PROBLEM REQUIREMENTS: State the number of lines in the listing that contain "Calculate". No further words are expected.

AVAILABLE DATA:

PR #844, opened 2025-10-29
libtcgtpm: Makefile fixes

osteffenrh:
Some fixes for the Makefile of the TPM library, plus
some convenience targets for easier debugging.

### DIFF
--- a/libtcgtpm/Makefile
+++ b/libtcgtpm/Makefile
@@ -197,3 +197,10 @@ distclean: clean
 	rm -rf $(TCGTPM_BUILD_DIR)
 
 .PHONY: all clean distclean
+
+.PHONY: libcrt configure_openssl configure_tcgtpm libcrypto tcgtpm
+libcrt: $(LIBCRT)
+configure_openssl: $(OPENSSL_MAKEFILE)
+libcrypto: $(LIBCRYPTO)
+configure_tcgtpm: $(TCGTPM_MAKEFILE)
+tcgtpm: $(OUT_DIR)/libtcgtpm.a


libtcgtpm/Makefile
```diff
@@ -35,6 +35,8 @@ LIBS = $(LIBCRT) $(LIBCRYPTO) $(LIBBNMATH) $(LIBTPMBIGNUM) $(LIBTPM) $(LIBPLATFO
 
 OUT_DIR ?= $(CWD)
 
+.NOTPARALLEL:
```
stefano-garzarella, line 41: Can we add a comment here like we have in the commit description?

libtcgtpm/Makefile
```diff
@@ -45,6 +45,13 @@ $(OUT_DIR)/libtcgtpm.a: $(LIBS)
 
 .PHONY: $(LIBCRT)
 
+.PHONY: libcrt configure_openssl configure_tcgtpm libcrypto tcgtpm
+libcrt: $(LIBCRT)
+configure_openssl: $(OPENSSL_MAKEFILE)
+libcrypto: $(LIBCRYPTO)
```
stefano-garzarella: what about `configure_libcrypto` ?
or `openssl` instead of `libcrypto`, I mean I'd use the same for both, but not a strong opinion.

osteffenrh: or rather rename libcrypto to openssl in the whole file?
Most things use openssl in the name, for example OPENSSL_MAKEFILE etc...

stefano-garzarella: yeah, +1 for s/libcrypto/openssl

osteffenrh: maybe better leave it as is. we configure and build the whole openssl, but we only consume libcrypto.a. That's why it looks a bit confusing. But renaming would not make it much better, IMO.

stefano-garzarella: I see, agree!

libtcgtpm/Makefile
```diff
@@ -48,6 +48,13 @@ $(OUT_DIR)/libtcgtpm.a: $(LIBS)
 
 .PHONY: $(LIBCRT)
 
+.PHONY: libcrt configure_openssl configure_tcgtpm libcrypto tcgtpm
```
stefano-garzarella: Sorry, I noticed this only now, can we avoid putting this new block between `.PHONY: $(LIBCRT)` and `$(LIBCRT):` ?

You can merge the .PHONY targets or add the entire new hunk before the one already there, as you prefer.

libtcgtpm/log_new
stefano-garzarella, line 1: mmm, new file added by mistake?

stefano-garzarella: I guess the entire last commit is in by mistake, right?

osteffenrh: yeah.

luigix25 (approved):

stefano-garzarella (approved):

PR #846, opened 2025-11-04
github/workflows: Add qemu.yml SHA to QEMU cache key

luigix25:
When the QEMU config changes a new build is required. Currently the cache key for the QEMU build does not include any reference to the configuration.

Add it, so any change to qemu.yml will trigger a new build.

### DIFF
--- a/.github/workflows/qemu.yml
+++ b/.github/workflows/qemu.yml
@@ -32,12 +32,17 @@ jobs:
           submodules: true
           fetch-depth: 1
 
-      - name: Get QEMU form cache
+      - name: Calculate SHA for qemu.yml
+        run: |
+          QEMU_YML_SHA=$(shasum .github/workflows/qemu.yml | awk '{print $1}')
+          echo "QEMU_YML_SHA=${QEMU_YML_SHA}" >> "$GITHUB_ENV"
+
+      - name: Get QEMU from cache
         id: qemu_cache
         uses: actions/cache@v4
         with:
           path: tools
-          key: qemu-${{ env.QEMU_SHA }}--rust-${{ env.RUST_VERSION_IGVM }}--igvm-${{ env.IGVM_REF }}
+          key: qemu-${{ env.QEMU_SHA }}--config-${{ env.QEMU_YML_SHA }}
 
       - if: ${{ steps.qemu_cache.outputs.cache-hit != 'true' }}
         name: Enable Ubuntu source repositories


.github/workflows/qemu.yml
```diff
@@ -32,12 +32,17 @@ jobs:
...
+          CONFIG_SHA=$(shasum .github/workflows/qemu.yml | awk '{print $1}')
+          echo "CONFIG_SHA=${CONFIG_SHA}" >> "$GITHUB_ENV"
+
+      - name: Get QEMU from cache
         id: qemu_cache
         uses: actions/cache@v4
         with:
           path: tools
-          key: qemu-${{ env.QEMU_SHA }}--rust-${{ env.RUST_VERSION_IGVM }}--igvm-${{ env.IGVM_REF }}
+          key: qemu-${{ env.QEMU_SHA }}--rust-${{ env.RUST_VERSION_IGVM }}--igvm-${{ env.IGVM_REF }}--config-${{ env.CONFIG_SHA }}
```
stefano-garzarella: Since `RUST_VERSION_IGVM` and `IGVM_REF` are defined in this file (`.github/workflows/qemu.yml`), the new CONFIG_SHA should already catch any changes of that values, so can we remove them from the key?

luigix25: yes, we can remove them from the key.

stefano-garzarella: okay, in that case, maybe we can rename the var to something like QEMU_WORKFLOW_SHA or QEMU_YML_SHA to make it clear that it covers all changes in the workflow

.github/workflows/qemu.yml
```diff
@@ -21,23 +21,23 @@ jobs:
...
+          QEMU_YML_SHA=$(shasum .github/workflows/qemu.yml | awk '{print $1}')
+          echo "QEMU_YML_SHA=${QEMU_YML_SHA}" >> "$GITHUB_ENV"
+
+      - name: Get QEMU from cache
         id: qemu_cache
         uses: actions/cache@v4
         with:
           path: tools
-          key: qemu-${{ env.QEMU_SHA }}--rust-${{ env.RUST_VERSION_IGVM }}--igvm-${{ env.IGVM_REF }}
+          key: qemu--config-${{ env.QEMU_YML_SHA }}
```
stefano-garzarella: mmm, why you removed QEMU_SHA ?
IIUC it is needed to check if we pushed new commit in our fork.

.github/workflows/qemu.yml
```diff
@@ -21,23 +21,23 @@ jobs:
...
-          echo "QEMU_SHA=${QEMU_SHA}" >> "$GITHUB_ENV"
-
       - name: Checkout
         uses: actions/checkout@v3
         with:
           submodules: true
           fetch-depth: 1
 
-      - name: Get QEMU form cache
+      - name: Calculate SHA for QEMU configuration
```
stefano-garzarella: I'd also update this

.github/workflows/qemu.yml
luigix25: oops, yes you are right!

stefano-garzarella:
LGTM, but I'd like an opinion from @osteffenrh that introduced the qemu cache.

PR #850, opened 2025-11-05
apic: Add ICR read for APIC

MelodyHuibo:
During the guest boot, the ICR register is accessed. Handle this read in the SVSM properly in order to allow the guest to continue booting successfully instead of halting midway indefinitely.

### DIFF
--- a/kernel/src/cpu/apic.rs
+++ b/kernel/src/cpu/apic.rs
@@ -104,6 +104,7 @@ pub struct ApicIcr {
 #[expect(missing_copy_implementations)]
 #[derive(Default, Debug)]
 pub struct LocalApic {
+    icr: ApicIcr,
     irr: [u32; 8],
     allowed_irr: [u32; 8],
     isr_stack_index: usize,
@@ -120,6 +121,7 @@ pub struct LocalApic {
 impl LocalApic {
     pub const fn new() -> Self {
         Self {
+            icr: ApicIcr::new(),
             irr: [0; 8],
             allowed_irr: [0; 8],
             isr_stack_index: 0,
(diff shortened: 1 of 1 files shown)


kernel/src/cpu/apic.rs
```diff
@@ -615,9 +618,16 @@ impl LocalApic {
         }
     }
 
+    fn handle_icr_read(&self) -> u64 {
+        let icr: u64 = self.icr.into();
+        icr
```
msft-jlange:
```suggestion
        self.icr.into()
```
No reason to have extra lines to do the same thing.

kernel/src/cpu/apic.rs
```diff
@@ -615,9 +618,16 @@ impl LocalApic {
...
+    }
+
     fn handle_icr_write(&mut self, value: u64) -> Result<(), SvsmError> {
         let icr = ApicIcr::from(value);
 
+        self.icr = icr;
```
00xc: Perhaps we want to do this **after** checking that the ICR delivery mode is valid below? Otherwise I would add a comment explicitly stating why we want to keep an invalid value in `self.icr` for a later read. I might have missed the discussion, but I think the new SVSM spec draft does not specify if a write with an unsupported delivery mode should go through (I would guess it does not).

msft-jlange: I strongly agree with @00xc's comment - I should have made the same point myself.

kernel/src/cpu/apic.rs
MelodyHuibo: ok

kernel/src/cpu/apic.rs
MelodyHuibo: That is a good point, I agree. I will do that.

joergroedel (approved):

RESULT FOR THIS TASK: 2